Introducing the THINK Evaluation System
The study utilized a novel multi-agent evaluation system called THINK.
THINK comprises:
- Six distinct agent programs, each representing a different level of thinking.
- One overarching evaluation agent responsible for holistic assessment.
They meticulously tested seven advanced LLMs, including notable models like GPT-4O and MISTRAL-8B-IT, on a diverse set of 120 math problems. These problems were sourced from social media and newly generated by GPT-4O itself.
The LLMs followed an iterative process:
- Generated initial problem solutions.
- Received structured feedback from the THINK system.
- Re-did their work, specifically focusing on "five keys" such as math concepts and clear narratives.
Key Findings
The study revealed several critical insights:
- LLMs perform well on simpler tasks, such as "remembering" facts.
- However, they struggle more with "applying" knowledge.
- Example: GPT-4O scored 86.92 in remembering but dropped to 76.71 in applying.
- Proprietary (non-open-source) models, such as GPT-4O, generally outperformed open-source alternatives.
- Crucially, receiving iterative feedback significantly helped LLMs improve their deeper reasoning skills.

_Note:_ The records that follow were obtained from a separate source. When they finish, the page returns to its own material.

PR #773, opened 2019-01-31
Handle the weather data when PanDB is used with type of `file`.

wtgee:
Note: The name of the json file must be passed to the script with the `-f` parameter (probably in the crontab)


wtgee:
Ah! Thanks. I sort of forgot I already fixed this problem. :)

PR #776, opened 2019-02-01
Prevent filter wheel moving during a camera exposure

### LINKED ISSUE #775: Filterwheel should not work while exposing.
Need a safety check so that filterwheel is inactive during exposing.

AnthonyHorton:
Fixes #775 by preventing a filter wheel from moving if the associated camera is currently taking an exposure. In the process added an `is_exposing` property to the `AbstractCamera` base class, with implementations for the SBIG, FLI and simulator `Camera` classes.

### DIFF
--- a/pocs/camera/camera.py
+++ b/pocs/camera/camera.py
@@ -167,6 +167,11 @@ class AbstractCamera(PanBase):
         else:
             return self._filter_type
 
+    @property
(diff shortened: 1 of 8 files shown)


AnthonyHorton:
Occurs to me that we should also prevent the camera starting an exposure while its filter wheel is moving...

PR #778, opened 2019-02-04
POCS in the Dock(er)

### LINKED ISSUE #734: Evaluate Docker as Developer and/or User option
Docker has recently moved to requiring users to register and log in to the docker store just to use the containers. This means if we go the Docker route that all PANOPTES users would first be required to register first, which doesn't exactly thrill me.

Note that Docker is under an Apache 2.0 license which technically means we could just download it once and host it ourselves and provide it to our users that way. Still, not entirely my favorite option.

Creating this issue just to be aware and discuss.

@jamessynge not sure what the current status of the Docker work is but would appreciate thoughts.

https://github.com/docker/docker.github.io/issues/6910

wtgee:
This presents a number of changes for building and running POCS and friends
in a docker environment. As of this PR, starting the environment (via docker-compose)
will launch four separate services (container images):

* messaging-hub
* weather
* paws
* pocs

As of now, it will also map the following directories to the host:

* $PANDIR/json_store
* $PANDIR/logs
* $PANDIR/images
* $PANDIR/POCS

It also appropriately sets up the internal network that allows the services to communicate
with each other over zeromq and exposes port 8080 on the host machine for reaching
PAWS.

The environment can be started with a helper script:

```bash
$POCS/scripts/run_pocs_docker.sh [help|jupyterlab]
```

As of now there is one additonal option that can be passed (`jupyterlab`) which
will start a jupyterlab environment within the running pocs service, exposing port
8888 on the host for access.

The POCS repo is installed in development mode (i.e. `pip install -e .`) so that changes
to the `$POCS` dir on the host will be reflected in the running service.

To do still:
* Environment sensors a la the weather container.
* Convenience script to make it easier for non-technical users to install docker, authenticate,
pull images, etc.
* Lots more I'm sure.

Note: this runs all of the docker images in `privileged` mode, meaning they have access to the host.

Also:
* Dockerfile to create a `pocs-base` image that contains the POCS repository
installed on an ubuntu 18.04 base image. This includes an install of all the
dependencies, including astrometry.net. Some of the apt-packages have been
cleaned up or changed as part of this PR.
* docker-compose.yaml files for easily starting all of the containers and helpers.
* Bash script for starting environments.
* Helper scripts for starting services. The POCS script (`$POCS/scripts/docker/run_pocs.sh`) still needs some work.
* Small README updates (more likely to come).
* `$PANUSER` is root as everything is run inside the images.
* The default python3 in ubuntu is used rather than dealing with anaconda. This helps keeps the image size smaller.

Closes #734 

> Note: The images are currently built and stored in our Google Container Registry rather than on Dockerhub.  The base is [gcr.io/panoptes-survey](http://gcr.io/panoptes-survey).

There is a coming PR for https://github.com/panoptes/PAWS that this PR relies on.


README.md
```diff
@@ -125,8 +125,7 @@ are some helper scripts to make this easier (from [here](https://cloud.google.co
 
 ```
 gcloud components install docker-credential-gcr
-docker-credential-gcr configure-docker
-docker-credential-gcr gcr-login
+gcloud auth configure-docker
 ```
```
programatt: one thing to note here is that you can also use an IAM service account and login with docker directly if there's no other need for having gcloud installed on the devices. https://cloud.google.com/container-registry/docs/advanced-authentication basically you create a service account and grant it read only permissions to the GCR storage bucket for the project and then they can login with docker cli directly using the service account json key like this `docker login -u _json_key -p "$(cat keyfile.json)" https://us.gcr.io` (assuming the key is in ./keyfile.json)

wtgee: Thanks @programatt, sorry for going so long. I've spent some time deep in Docker land in the last few weeks and think it will work well, thanks for all the tips.

We do use `gcloud` and `gsutil` pretty extensively and rely on a GCP network connection, so we do need them to authenticate at some point. We are using service account keys in a number of places and they work well.

I think I know have it so the images are public so anyone should be able to pull them, which is what I'm going for.

programatt: @wtgee awesome! Glad to hear it seems to be going well for this project.

wtgee:
Closing in favor of #859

"By making models 'think-aloud' through iterative critique, THINK offers a scalable, principled approach for the community to both measure and advance LLM cognition," the authors stated. "This paves the way for more robust reasoning capabilities in educational and real-world applications."
Limitations and Future Directions
The researchers acknowledge certain limitations:
- The study used a specific set of flawed math problems, which might restrict the types of errors identifiable.
- The evaluation method, while efficient, may not capture every facet of reasoning quality.
Future research aims to:
- Explore more diverse problem sets.
- Develop more comprehensive evaluation methods.
This new framework strongly indicates that AI can significantly improve its thinking skills through a structured learning process, hinting at a future where machines truly reason and create.
Reference
Yongan Yu, Mengqian Wu, Yiran Lin, Nikki G. Lobczowski. "THINK: Can Large Language Models Think-aloud?" arXiv preprint arXiv:2505.20184v1 (2025).